Dataset entries:
PR #162084, opened 2025-09-03
use sym_or instead of any to avoid dde in calc_conv_nd_return_shape

laithsakka:
* #162109
* #162099
* __->__ #162084

### DIFF
--- a/torch/_meta_registrations.py
+++ b/torch/_meta_registrations.py
@@ -2373,9 +2373,10 @@ def calc_conv_nd_return_shape(
             ret_shape.append(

TASK TO CARRY OUT: Your output should be the lines from the one with "-2373,9 +2373,10 @@" through the last line of the entries above, copied exactly and nothing more.

TASK RESPONSE:
@@ -2373,9 +2373,10 @@ def calc_conv_nd_return_shape(
             ret_shape.append(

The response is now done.